Схватив младенцев, Сирена отвернулась, неуверенно поднялась на ноги и, пошатываясь, скрылась в спальне.
Я осталась лежать на полу — пустая, разорванная оболочка, истекающая жизнью. Та хрупкая надежда, что теплилась во мне, угасала с каждым ударом сердца, подобно последнему, колеблющемуся мерцанию пламени свечи на сквозняке. И всё же мои лёгкие, вопреки всему, продолжали работать — расширялись и сжимались, снова и снова, воздух со скребущим звуком проходил через моё парализованное горло, словно какая-то часть тела отказывалась принимать неизбежный конец.
Когда Сирена вернулась, она была с пустыми руками, её лицо и шея были исчерчены застывшими полосами моей крови. Она наклонилась, её руки всё ещё дрожали, и с силой подняла меня, прижав к себе в чудовищной пародии на объятия.
Я попыталась закричать. Я попыталась вырваться. Но не смогла издать ни звука, не смогла пошевелить ни одним мускулом.
— Они прекрасны, — прохрипела она, тяжело моргая, пока несла меня через хижину, её шаги были неровными, заплетающимися. — Девочку, само собой, я назову Изабеллой. А вот с мальчиком… я ещё не решила.
Я попыталась пошевелиться, оттолкнуть её, но оставалась безвольной тряпичной куклой в её стальных объятиях.
Это не может быть концом. Элис не могла ошибиться.
И тогда мы оказались снаружи.
Надо мной небо пылало глубоким фиолетовым, а облака на горизонте были окрашены в бледно-огненные, прощальные оттенки. Сумерки быстро поглощали последние лучи солнца.
Зелёные глаза Сирены оставались остекленевшими, веки смыкались, её хватка внезапно ослабла…

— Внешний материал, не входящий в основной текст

PR #4764, opened 2024-04-25
Match filename in xvlog linter and add tip

gastmaier:
Match the xvlog stdout for the filename to properly filter out the errors per file.
Suggest using Vivado generated compile.sh file to obtain the xvlog options.

For reference, the sane way of using xvlog is along these lines:
```
let g:ale_verilog_xvlog_options = '
\ --incr --relax \
\ -L uvm -L axi_vip_v1_1_15 -L smartconnect_v1_0 -L clk_vip_v1_0_3 -L axi4stream_vip_v1_1_15 -L rst_vip_v1_0_5 -L xilinx_vip
\ -prj ./path/to/xsim/system_tb_vlog.prj'
```
Room for improvement:
The `.prj` uses relative paths and expects xvlog to be called from its path.
As is, I'm manually "fixing" the relative paths in the `.prj` to point from the cwd to xsim.
Not sure if it's worth a more elaborated solution (e.g. search for the `compile.sh`, set cwd to its location, and extract the xvlog options.

### DIFF
--- a/ale_linters/verilog/xvlog.vim
+++ b/ale_linters/verilog/xvlog.vim
@@ -11,13 +11,16 @@ endfunction
 function! ale_linters#verilog#xvlog#Handle(buffer, lines) abort
     "Matches patterns like the following:
     " ERROR: [VRFC 10-1412] syntax error near output [/path/to/file.v:5]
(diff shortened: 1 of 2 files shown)


w0rp:
I'll close this PR as it's been around for a while now. If you come back with some tests for the changes here, we can merge this.

Issue #4768, opened 2024-05-05
On Windows 11, shell=pwsh/powershell continues breaking ALE lint


wunewww:
## Information

**VIM version**

```
VIM - Vi IMproved 9.1 (2024 Jan 02, compiled Jan  2 2024 23:53:44)
MS-Windows 64-bit console version
```

Operating System: 

```
Edition	Windows 11 Pro
Version	23H2
Installed on	‎17/‎06/‎2023
OS build	22631.3527
Experience	Windows Feature Experience Pack 1000.22700.1003.0
```

## What went wrong

On Windows 11, Vim 9.1, when `set shell=pwsh.exe` or `set shell=powershell.exe`, ale will excute commands in wrong format.

To be specific, I am using *vale* to lint my markdown file. when `set shell=cmd.exe`, ale will excute CMD like (excerpted from `:ALEInfo`)

```
cmd /s/c "vale --output=JSON  C:\Users\NIUZHA~1\AppData\Local\Temp\VMQ43BA.tmp\README.md"
```

when `set shell=pwsh.exe`, it will be

```
cmd /s/c "''vale'' --output=JSON  ''C:\Users\NIUZHA~1\AppData\Local\Temp\VA2D6D5.tmp\README.md''"
```

which could not be recognized by cmd.exe

## Reproducing the bug

1. On windows 11, vim 9.1, `set shell=pwsh.exe`, open vim and trigger ale.
2. `:ALEInfo` shows above, and `(finished - exit code 1)`

### :ALEInfo

Error log appears at the bottom.

<details>
  <summary>Expand</summary>
  
  
  
 Current Filetype: markdown
Available Linters: ['alex', 'cspell', 'languagetool', 'markdownlint', 'marksman', 'mdl', 'proselint', 'redpen', 'remark_lint', 'textlint', 'vale', 'writegood']
   Linter Aliases:
'remark_lint' -> ['remark-lint']
'writegood' -> ['write-good']
  Enabled Linters: ['alex', 'cspell', 'languagetool', 'markdownlint', 'marksman', 'mdl', 'proselint', 'redpen', 'remark_lint', 'textlint', 'vale', 'writegood']
  Ignored Linters: []
 Suggested Fixers:
  'dprint' - Pluggable and configurable code formatting platform
  'pandoc' - Fix markdown files with pandoc.
  'prettier' - Apply prettier to a file.
  'remark-lint' - Fix markdown files with remark-lint
[...]

PR #4769, opened 2024-05-06
Fix: Resolving cmd.exe Construction Error in Ale on Windows

wunewww:
this fixes problem described in #4768 , by rewrite win32 part of `ale#job#PrepareCommand` . The original code appears to have an issue with its string concatenation expression.


wunewww:
idk why `fix\test_ale_fix.vader` - `Post-processing should work` failed. I am not so familiar with it. I may need some help. Or the original code is deliberate for this test...

Issue #4752, opened 2024-04-10
ALE linting .tsx as .ts files when using Biome 


jbadavis:
## Information

**VIM version**

VIM - Vi IMproved 9.1 (2024 Jan 02, compiled Feb 11 2024 17:19:45)
macOS version - arm64

Operating System: Mac OS 13.2.1

## What went wrong

I've added and configured [Biome](https://biomejs.dev/) for my React/Typescript project and I suspect ALE/Biome is linting my `.tsx` files as `typescript` files rather than `typescriptreact` files. 

## Reproducing the bug

1. Clone https://github.com/jbadavis/jbadavis.dev.
2. Checkout `feat/biome`.
3. Open `main.tsx` and see the linting errors.

### :ALEInfo
<details>
  <summary>Expand</summary>
  
  
  

 Current Filetype: typescriptreact
Available Linters: ['biome', 'cspell', 'deno', 'eslint', 'standard', 'tslint', 'tsserver', 'typecheck', 'xo']
  Enabled Linters: ['biome']
  Ignored Linters: []
 Suggested Fixers:
  'remove_trailing_lines' - Remove all blank lines at the end of a file.
  'trim_whitespace' - Remove all trailing whitespace characters at the end of every line.
</details>

PR #4773, opened 2024-05-13
fix(biome): send correct language to lsp proxy

redbmk:
Since Biome understands `typescriptreact` and `javascriptreact` as languages, we can send the `filetype` to the LSP, rather than only sending `typescript` for both `ts` and `tsx` files, or `javascript` for `js` and `jsx` files.

fixes: #4752

--- 

I moved the `ale_typescript_biome.vader` tests to just `ale_biome.vader` since it covers multiple languages, and I added some tests for this case. I also fixed what seemed like an issue with the biome tests where if the linters run first then the fixers fail. Now it saves the variables and resets them before the tests.

Linting and biome vader tests both pass locally for me

### DIFF
--- a/ale_linters/javascript/biome.vim
+++ b/ale_linters/javascript/biome.vim
@@ -4,6 +4,7 @@
 call ale#linter#Define('javascript', {
 \   'name': 'biome',
 \   'lsp': 'stdio',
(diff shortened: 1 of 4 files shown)


w0rp (approved):
I may change the tests a little later based on specific Vader things but I think this will work. 

Cheers! :beers:

PR #4774, opened 2024-05-13
fix(biome): find root when using biome.jsonc

redbmk:
Since biome supports either `biome.json` or `biome.jsonc` config files, we need to look for both when searching for the LSP project root. We can also look for a package.json or .git folder to use. This uses mostly the same logic as deno.

---- 
I added some documentation for the new option and explained the new logic. This is pretty much copied from the deno documentation (and code) with some minor tweaks. Probably could refactor to some shared code at some point, just not sure where to put it.

I also added a couple tests and made sure tests and linting pass locally.

This will have minor conflicts with #4763 and #4773 but I wanted to keep the commits fairly atomic and the conflicts will be quick to clean up.

PR #4775, opened 2024-05-13
fix(biome): use temp file instead of stdin

redbmk:
biome handles utf8 characters differently between files and stdin, and in some cases can replace emojis with ascii characters when using stdin

refs: biomejs/biome#2604

---

This is pretty small but I made sure to update the relevant test. Again, it will have minor conflicts with #4774, #4763, and #4773, but I wanted to keep the fixes focused.

Vader tests and linters are passing locally.

I have another change pending to add biome support for json and jsonc and clean up the options, but it sort of depends on some of these other PRs so I'll wait until these are resolved.

### DIFF
--- a/autoload/ale/fixers/biome.vim
+++ b/autoload/ale/fixers/biome.vim
@@ -3,8 +3,9 @@ function! ale#fixers#biome#Fix(buffer) abort
     let l:options = ale#Var(a:buffer, 'biome_options')
 
     return {
+    \   'read_temporary_file': 1,
     \   'command': ale#Escape(l:executable) . ' format'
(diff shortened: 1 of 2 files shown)


hsanson:
Having a hard time figuring out why the Github actions seem to be stuck without any visible way to retry them....  maybe @w0rp can help here.

redbmk:
@hsanson I think an approval might kick off the tests

> At least 1 approving review is required by reviewers with write access.

Could be that it's stale or something though? I'll try pulling in the latest and updating my branch

hsanson (approved):
LGTM, thanks

PR #4779, opened 2024-05-15
Add support for astro

ghsang:
eslint and prettier setup for astro


ghsang:
I will reopen after fixing the failed tests

PR #4780, opened 2024-05-15
Add support for astro

ghsang:
esint, prettier support for astro


w0rp (approved):
I'll merge this one. I might take the default linter list away later, as we could just enable "all" astro linters by default.

w0rp:
Cheers! :beers:

PR #4793, opened 2024-06-17
Update xvlog.vim

zhangt123456:
when using xvlog in Vivado 2019.1 for SystemVerilog, you should add the option '-sv'.

### DIFF
--- a/ale_linters/verilog/xvlog.vim
+++ b/ale_linters/verilog/xvlog.vim
@@ -7,6 +7,7 @@ if &filetype == 'systemverilog'
     call ale#Set('verilog_xvlog_options', '-sv')
 else
     call ale#Set('verilog_xvlog_options', '')
+endif
 
 function! ale_linters#verilog#xvlog#GetCommand(buffer) abort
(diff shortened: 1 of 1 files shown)


hsanson:
Also there is a linter error:

> ale_linters/verilog/xvlog.vim:6:14: Use robust operators `==#` or `==?` instead of `==` (see Google VimScript Style Guide (Matching))

ale_linters/verilog/xvlog.vim
```diff
@@ -2,7 +2,12 @@
 " Description: Adds support for Xilinx Vivado `xvlog` Verilog compiler/checker
 
 call ale#Set('verilog_xvlog_executable', 'xvlog')
-call ale#Set('verilog_xvlog_options', '')
+
+if &filetype == 'systemverilog'
+    call ale#Set('verilog_xvlog_options', '-sv')
+else
+    call ale#Set('verilog_xvlog_options', '')
+endif
```
w0rp, line 10: The `-sv` option should be added dynamically in the `GetCommand` function based on the the filetype for `a:buffer`. I'll close this PR and you can open another in future with this and a test for the change.

PR #4799, opened 2024-06-25
fix!(biome): allow passing options to `biome check`

redbmk:
The only option available to biome's `lsp-proxy` command used for linting is `--config-path`. However, we are using ALE to find and set the project root, and have a way to manually override, so that is no longer necessary.

The LSP proxy also used the `g:ale_biome_options` config, which is shared with the fixer's `check` command, but `lsp-proxy` will throw an error if unknown options are included, making it so that option is only useful to set the project root.

BREAKING CHANGE: We are no longer passing options to the biome LSP proxy, but we can still set the project root with
`g:ale_biome_lsp_project_root`.

---

I added a test that shows you can pass arbitrary options along to `biome check` and updated the documentation.

I had thought about continuing to pass `g:ale_biome_options` to the LSP for backwards compatibility and t hen creating a new `g:ale_biome_fixer_options` that get added additionally to the fixer, but that seemed a lot more complex. Considering the only shared option is `--config-path`, which is also the only LSP option, people either were only using that option or their LSP would have been broken.

The downside to this approach is that if someone is relying on `--config-path` they may need to update to use `ale_biome_lsp_project_root` instead, so maybe a deprecation path is better. @w0rp @hsanson, what do you think?

### DIFF
--- a/ale_linters/javascript/biome.vim
+++ b/ale_linters/javascript/biome.vim
@@ -6,6 +6,6 @@ call ale#linter#Define('javascript', {
 \   'lsp': 'stdio',
 \   'language': function('ale#handlers#biome#GetLanguage'),
 \   'executable': function('ale#handlers#biome#GetExecutable'),
-\   'command': function('ale#handlers#biome#GetCommand'),
+\   'command': '%e lsp-proxy',
 \   'project_root': function('ale#handlers#biome#GetProjectRoot'),
 \})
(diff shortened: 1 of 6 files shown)


hsanson:
No strong opinions here. As long as there are alternatives users can easily implement to get same functionality as before I see no reason to stop this PR.

hsanson (approved):
Thanks for the update.

PR #4802, opened 2024-07-01
Fix for ruff fixer for ruff version >=0.5.0

TBourton:
As of [ruff 0.5.0](https://github.com/astral-sh/ruff/releases/tag/0.5.0) the deprecated `ruff <path>` has now been fully removed in favour of `ruff check <path>`. This caused the `ruff` fixer to fail as it was still using the old style CLI command.


hsanson (approved):
Thanks, LGTM.

PR #4805, opened 2024-07-08
feat(biome): add support for json and jsonc

redbmk:
- adds biome linter for json and jsonc
- enables biome by default for json and jsonc
- suggests biome as a fixer for json and jsonc

----

I added some documentation to json and jsonc linting that just point to the typescript docs as the options and funcationality are all the same. This is what biome and deno are already doing in the javscript docs.

I didn't add any tests because I'm not really sure what I would be testing. Are there examples of testing that certain linters or fixers are enabled/suggested?


w0rp (dismissed):
Cheers! 🍻

w0rp:
One CI test failed, so have a look at that.

hsanson (approved):
LGTM, thanks.

PR #4811, opened 2024-07-31
Add option to use rebar3 fmt instead of standalone erlfmt

yosida95:
The current implementation of the fixer for erlfmt, an Erlang code formatter, invokes a standalone `erlfmt` command. However, the standalone `erlfmt` command is not distributed by default. Instead, erlfmt is often used as a plugin for Rebar3, the de facto build tool for Erlang.

This patch introduces a new option `g:ale_erlang_erlfmt_use_rebar`, which is disabled by default, allowing the use of `rebar3 fmt` instead.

… моё сердце совершило прыжок в горле, когда я ощутила невесомость падения.
Всплеск!
Ледяной шок от воды на мгновение вернул мне остроту сознания — ровно настолько, чтобы осознать: это оно. Это и есть настоящий конец. Элис всё-таки ошиблась.
Холодные, тяжёлые, безжалостные воды сомкнулись над моей головой, потащив вниз, в обширную и безмолвную пустоту. Зрение расплылось, и тьма простёрлась надо мной, поглощая последние проблески света, пока они не исчезли навсегда.